> PROBLEM TO SOLVE: Whenever a line contains the string "Screen", copy it out of the entries.

> DATA SHOWN:

PR #2440, opened 2021-08-23
chore: reduce the size of the first overlay in Plugin page configuration creation

TCL735:
Part of #1555 

BEFORE, too wide:
Screen Shot 2021-08-19 at 1 47 54 PM

AFTER, much better:
Screen Shot 2021-08-19 at 1 48 33 PM


hoorayimhelping (approved):
easily the best diff i've ever seen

> PROBLEM SOLUTION:
Screen Shot 2021-08-19 at 1 47 54 PM
Screen Shot 2021-08-19 at 1 48 33 PM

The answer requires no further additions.